# WHAT THIS TASK INVOLVES
Where the listing below has a line with "I tried 5.19.0.290", write out exactly that line and every line after it, stopping after the line with "Looks like a misconfiguration".

# AVAILABLE DATA
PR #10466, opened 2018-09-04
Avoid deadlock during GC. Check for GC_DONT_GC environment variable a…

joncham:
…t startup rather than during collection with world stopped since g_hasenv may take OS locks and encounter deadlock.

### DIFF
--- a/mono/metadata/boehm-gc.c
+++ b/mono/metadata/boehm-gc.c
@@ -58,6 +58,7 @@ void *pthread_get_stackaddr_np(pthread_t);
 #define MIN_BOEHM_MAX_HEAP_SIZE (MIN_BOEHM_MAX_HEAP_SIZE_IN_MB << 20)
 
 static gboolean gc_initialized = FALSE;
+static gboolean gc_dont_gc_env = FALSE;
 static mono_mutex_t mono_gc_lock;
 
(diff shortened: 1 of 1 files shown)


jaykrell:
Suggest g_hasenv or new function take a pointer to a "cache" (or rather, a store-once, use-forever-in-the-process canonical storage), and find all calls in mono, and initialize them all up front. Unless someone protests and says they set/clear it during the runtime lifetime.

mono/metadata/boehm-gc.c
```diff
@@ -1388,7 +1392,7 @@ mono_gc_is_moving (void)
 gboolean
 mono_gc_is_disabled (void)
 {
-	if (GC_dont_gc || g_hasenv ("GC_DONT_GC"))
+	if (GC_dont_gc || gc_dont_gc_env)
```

---

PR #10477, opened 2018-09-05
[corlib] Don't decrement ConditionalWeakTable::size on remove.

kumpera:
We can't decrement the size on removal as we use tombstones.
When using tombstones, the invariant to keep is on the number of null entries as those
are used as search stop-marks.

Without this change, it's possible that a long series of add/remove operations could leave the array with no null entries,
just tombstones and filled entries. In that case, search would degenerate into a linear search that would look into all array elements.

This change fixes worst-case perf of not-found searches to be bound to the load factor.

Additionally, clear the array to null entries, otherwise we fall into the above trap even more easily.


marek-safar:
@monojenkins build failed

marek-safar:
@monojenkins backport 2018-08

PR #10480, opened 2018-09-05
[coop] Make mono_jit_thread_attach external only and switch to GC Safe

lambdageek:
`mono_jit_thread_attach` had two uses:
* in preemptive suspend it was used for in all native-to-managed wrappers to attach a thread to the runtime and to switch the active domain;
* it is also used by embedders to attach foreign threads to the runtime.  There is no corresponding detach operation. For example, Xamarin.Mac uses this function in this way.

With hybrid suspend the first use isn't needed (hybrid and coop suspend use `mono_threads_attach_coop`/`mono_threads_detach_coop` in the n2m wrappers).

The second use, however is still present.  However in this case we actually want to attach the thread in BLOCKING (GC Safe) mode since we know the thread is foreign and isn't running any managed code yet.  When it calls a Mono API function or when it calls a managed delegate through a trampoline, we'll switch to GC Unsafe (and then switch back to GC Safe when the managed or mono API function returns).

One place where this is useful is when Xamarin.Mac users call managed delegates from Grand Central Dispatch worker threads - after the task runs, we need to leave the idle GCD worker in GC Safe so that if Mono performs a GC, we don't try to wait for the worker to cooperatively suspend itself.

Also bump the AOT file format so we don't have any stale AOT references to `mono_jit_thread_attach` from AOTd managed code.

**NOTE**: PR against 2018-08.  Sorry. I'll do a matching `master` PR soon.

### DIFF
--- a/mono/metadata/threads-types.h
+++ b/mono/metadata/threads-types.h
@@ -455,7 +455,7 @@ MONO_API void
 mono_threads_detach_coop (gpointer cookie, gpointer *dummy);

...

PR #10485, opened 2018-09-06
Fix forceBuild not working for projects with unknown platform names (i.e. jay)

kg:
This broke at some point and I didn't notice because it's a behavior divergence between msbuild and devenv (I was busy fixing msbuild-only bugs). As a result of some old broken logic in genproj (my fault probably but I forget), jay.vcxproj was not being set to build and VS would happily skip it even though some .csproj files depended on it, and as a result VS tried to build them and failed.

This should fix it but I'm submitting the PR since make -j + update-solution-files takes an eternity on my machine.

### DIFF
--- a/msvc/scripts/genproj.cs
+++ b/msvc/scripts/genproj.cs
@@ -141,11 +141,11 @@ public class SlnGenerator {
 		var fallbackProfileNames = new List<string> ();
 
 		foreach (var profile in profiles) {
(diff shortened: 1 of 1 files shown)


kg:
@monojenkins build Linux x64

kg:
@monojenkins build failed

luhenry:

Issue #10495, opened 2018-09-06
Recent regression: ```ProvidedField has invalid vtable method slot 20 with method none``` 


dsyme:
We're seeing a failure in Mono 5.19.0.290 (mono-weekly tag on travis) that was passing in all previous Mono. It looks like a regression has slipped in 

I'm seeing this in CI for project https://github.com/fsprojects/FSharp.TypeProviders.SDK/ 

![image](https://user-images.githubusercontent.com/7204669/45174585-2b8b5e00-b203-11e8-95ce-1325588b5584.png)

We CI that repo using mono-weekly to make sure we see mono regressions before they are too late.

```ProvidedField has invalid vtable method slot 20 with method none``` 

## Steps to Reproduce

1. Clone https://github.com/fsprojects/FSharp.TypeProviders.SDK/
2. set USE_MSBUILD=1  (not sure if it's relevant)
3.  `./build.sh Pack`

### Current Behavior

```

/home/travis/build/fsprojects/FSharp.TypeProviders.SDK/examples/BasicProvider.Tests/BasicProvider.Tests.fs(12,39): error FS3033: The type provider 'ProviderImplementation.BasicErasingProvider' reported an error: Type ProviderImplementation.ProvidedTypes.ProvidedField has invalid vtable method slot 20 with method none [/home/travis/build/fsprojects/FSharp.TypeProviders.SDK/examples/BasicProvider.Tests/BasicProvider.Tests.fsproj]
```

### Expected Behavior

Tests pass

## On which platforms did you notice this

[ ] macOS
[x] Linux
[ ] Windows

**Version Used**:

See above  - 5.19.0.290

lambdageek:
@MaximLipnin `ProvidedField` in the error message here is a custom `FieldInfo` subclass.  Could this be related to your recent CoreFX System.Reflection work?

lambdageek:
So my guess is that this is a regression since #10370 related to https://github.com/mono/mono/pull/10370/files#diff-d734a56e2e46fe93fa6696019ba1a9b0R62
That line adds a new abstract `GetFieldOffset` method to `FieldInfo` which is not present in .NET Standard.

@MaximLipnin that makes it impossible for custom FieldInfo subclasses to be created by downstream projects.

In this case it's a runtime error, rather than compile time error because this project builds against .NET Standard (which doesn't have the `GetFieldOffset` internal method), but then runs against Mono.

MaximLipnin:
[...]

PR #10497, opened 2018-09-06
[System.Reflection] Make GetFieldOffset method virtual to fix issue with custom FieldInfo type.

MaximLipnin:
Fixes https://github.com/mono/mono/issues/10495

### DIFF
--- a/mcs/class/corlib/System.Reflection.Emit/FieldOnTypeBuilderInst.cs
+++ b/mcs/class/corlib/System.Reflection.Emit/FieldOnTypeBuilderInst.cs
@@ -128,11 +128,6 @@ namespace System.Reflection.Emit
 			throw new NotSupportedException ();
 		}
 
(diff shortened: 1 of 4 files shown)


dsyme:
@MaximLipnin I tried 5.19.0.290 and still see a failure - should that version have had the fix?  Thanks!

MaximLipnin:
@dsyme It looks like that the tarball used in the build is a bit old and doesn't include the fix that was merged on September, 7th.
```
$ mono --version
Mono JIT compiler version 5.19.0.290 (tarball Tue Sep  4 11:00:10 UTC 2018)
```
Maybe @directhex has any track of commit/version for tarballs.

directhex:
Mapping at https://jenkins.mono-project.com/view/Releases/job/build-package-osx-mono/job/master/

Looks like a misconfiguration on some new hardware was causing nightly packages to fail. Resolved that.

# COMPLETED TASK
@MaximLipnin I tried 5.19.0.290 and still see a failure - should that version have had the fix?  Thanks!

MaximLipnin:
@dsyme It looks like that the tarball used in the build is a bit old and doesn't include the fix that was merged on September, 7th.
```
$ mono --version
Mono JIT compiler version 5.19.0.290 (tarball Tue Sep  4 11:00:10 UTC 2018)
```
Maybe @directhex has any track of commit/version for tarballs.

directhex:
Mapping at https://jenkins.mono-project.com/view/Releases/job/build-package-osx-mono/job/master/

Looks like a misconfiguration on some new hardware was causing nightly packages to fail. Resolved that.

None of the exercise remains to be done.